** DATA RECORDS follows **

Issue #1765, opened 2017-03-23
Boundary layer search endpoint


kdeloach:
Create an endpoint which performs a full text search against boundary layer names (ex. HUC 8). The endpoint should accept a single query value and return a limited number of results as JSON.

ajrobbins:
We have several types of boundaries in MMW. For this full text search, we will likely only be enabling search by HUCs (HUC 8s, 10s, and 12s).

PR #1779, opened 2017-03-30
Boundary layer search endpoint

kdeloach:
## Overview

Create a new API endpoint which performs a full text search against HUC boundary layers.

Connects #1765

### Demo

image

### Notes

You need HUC boundary layers loaded locally to test this. This can take a long time. I recommend updating `layer_settings.py` to test searching against school boundary layers instead. These don't take much time to load.

## Testing Instructions

* Download boundary layers
```
vagrant ssh app
/vagrant/scripts/aws/setupdb.sh -b
```
* Update `layer_settings.py` (if you are missing any HUC boundaries)
* Exercise search endpoint:
```
http://localhost:8000/api/modeling/boundary-layers-search/?text=penn
```

### DIFF
--- a/src/mmw/apps/modeling/views.py
+++ b/src/mmw/apps/modeling/views.py
@@ -15,7 +15,7 @@ from django.shortcuts import get_object_or_404
 from django.utils.timezone import now
 from django.conf import settings
 from django.db import connection
-from django.contrib.gis.geos import GEOSGeometry
+from django.contrib.gis.geos import GEOSGeometry, WKBReader
 from django.http import HttpResponse
 from django.core.servers.basehttp import FileWrapper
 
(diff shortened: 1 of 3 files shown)


kdeloach:
Updated so results now contain lat/lng. The preview screenshot is out of date.

scripts/aws/setupdb.sh
```diff
@@ -69,7 +69,10 @@ envdir /etc/mmw.d/env /opt/app/manage.py migrate
 
 function download_and_load {
     for f in "${FILES[@]}"; do
-        curl -s $FILE_HOST/$f | gunzip -q | psql --single-transaction
+        rm -f tmp.sql tmp.sql.gz
```
rajadain: Any reason to prefer storing a file rather than piping?

Also, does this mean that the last call to `download_and_load` will leave a `tmp.sql` file in the directory?

kdeloach: The HUC boundary layers are several hundred MB so piping from curl to gunzip then psql results in "out of memory" exceptions on my machine. And that error only happens after a considerable amount of time. I don't mind reverting this commit.

rajadain: Okay, that makes sense.

Can we make it something like:

```bash
if [ -ne $f.sql ]; then
    curl ... && gunzip ... && psql .. && rm -f $f.sql $f.sql.gz
fi;
```

so that in case there's an error in one of these steps, the file doesn't have to be redownloaded the next time?

kdeloach: I think there's several ways we can enhance this to make it more robust but I'd like to do that in a separate PR. The only reason I included this change is in case somebody needs to populate their workstation with boundary layers and runs into the same problems that I encountered. It probably makes more sense to just revert this since I don't know what impact it will have on deployments.

src/mmw/apps/modeling/views.py
```diff
@@ -526,7 +532,90 @@ def boundary_layer_detail(request, table_code, obj_id):
...
+    Return raw SQL query to perform full text search against
+    all searchable boundary layers.
+    """
+    select_fmt = """
+        SELECT
+            id,
+            '{code}' AS code,
+            name,
+            {priority} AS priority,
+            ST_Centroid(ST_Transform(geom, 4326)) as center
```
arottersman: I'm getting a `Input geometry has unknown (0) SRID` error...it seems like `geom` might not be defined.

src/mmw/mmw/settings/layer_settings.py
```diff
@@ -197,6 +197,8 @@
                         'HUC-8 to analyze.',
             'minZoom': 7,
             'selectable': True,
+            'searchable': True,
+            'search_priority': 100,
```
arottersman: Where did these priorities come from? Would it do just as well to sort these alphabetically on `code`?

src/mmw/apps/modeling/views.py
kdeloach: Curious how you have null geoms in your database. May want to reload your boundary layers. I'll filter out null geoms just to be safe.

src/mmw/mmw/settings/layer_settings.py
kdeloach: I think these should be sorted by relevance. Since we're not sure which boundaries are most relevant yet, I decided to set the sort order explicitly, which seems like the most flexible approach. This initial configuration prioritizes small/local boundaries over large ones.

src/mmw/apps/modeling/views.py
kdeloach: Oh, I misread this comment. I'm going to fix this by removing `ST_Transform` which was a little ceremonious since these boundaries should be imported as 4326 anyway.

kdeloach:
Removed `ST_Transform` from query.

scripts/aws/setupdb.sh
kdeloach: Removed this commit.

arottersman:
Working for me now: 

```http
GET /api/modeling/boundary-layers-search/?text=sch
HTTP 200 OK
Vary: Accept
Allow: OPTIONS, GET

[
    {
        "code": "huc8",
        "text": "Deschutes",
        "label": "HUC-8 Subbasin",
        "priority": 100,
        "y": 46.86230369360085,
        "x": -122.63864858148362,
        "id": 1577
    },
    {
        "code": "huc8",
        "text": "Little Deschutes",
        "label": "HUC-8 Subbasin",
        "priority": 100,
        "y": 43.52048026543526,
        "x": -121.61679787603616,
        "id": 1513
    },
    {
        "code": "huc8",
        "text": "Lower Deschutes",
        "label": "HUC-8 Subbasin",
        "priority": 100,
        "y": 45.01515291504721,
        "x": -121.23695421645023,
        "id": 1517
    },
    {
        "code": "huc8",
        "text": "Schoharie",
        "label": "HUC-8 Subbasin",
        "priority": 100,
        "y": 42.52008640312507,
        "x": -74.3571437195935,
        "id": 1728
    },
    {
        "code": "huc8",
        "text": "Schuylkill",
        "label": "HUC-8 Subbasin",
        "priority": 100,
        "y": 40.39343175506416,
        "x": -75.7706892535944,
        "id": 1748
    }
]
```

** End of DATA RECORDS **

:: WHAT TO DO ::
From the first line of the records through the line with "Also, does this", retype everything word for word, including both ends.

:: SOLUTION TO THIS PROBLEM ::
Issue #1765, opened 2017-03-23
Boundary layer search endpoint


kdeloach:
Create an endpoint which performs a full text search against boundary layer names (ex. HUC 8). The endpoint should accept a single query value and return a limited number of results as JSON.

ajrobbins:
We have several types of boundaries in MMW. For this full text search, we will likely only be enabling search by HUCs (HUC 8s, 10s, and 12s).

PR #1779, opened 2017-03-30
Boundary layer search endpoint

kdeloach:
## Overview

Create a new API endpoint which performs a full text search against HUC boundary layers.

Connects #1765

### Demo

image

### Notes

You need HUC boundary layers loaded locally to test this. This can take a long time. I recommend updating `layer_settings.py` to test searching against school boundary layers instead. These don't take much time to load.

## Testing Instructions

* Download boundary layers
```
vagrant ssh app
/vagrant/scripts/aws/setupdb.sh -b
```
* Update `layer_settings.py` (if you are missing any HUC boundaries)
* Exercise search endpoint:
```
http://localhost:8000/api/modeling/boundary-layers-search/?text=penn
```

### DIFF
--- a/src/mmw/apps/modeling/views.py
+++ b/src/mmw/apps/modeling/views.py
@@ -15,7 +15,7 @@ from django.shortcuts import get_object_or_404
 from django.utils.timezone import now
 from django.conf import settings
 from django.db import connection
-from django.contrib.gis.geos import GEOSGeometry
+from django.contrib.gis.geos import GEOSGeometry, WKBReader
 from django.http import HttpResponse
 from django.core.servers.basehttp import FileWrapper
 
(diff shortened: 1 of 3 files shown)


kdeloach:
Updated so results now contain lat/lng. The preview screenshot is out of date.

scripts/aws/setupdb.sh
```diff
@@ -69,7 +69,10 @@ envdir /etc/mmw.d/env /opt/app/manage.py migrate
 
 function download_and_load {
     for f in "${FILES[@]}"; do
-        curl -s $FILE_HOST/$f | gunzip -q | psql --single-transaction
+        rm -f tmp.sql tmp.sql.gz
```
rajadain: Any reason to prefer storing a file rather than piping?

Also, does this mean that the last call to `download_and_load` will leave a `tmp.sql` file in the directory?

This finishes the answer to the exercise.